▸ Work instructions
Every line of the listing should be repeated exactly.

▸ Records supplied
PR #7838, opened 2021-07-20
chore: avoid interpreting requests as file uploads

colinhicks:
The Vert.x BodyHandler's `create()` convenience constructor configures the handler to field file uploads by default. This means some requests, including those that don't specify a Content-Type header can be interpreted as file uploads.

This change disables the file upload support, since ksqlDB doesn't support such requests.


vcrfxia (approved):
Thanks @colinhicks !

▸ Answer for the task
PR #7838, opened 2021-07-20
chore: avoid interpreting requests as file uploads

colinhicks:
The Vert.x BodyHandler's `create()` convenience constructor configures the handler to field file uploads by default. This means some requests, including those that don't specify a Content-Type header can be interpreted as file uploads.

This change disables the file upload support, since ksqlDB doesn't support such requests.


vcrfxia (approved):
Thanks @colinhicks !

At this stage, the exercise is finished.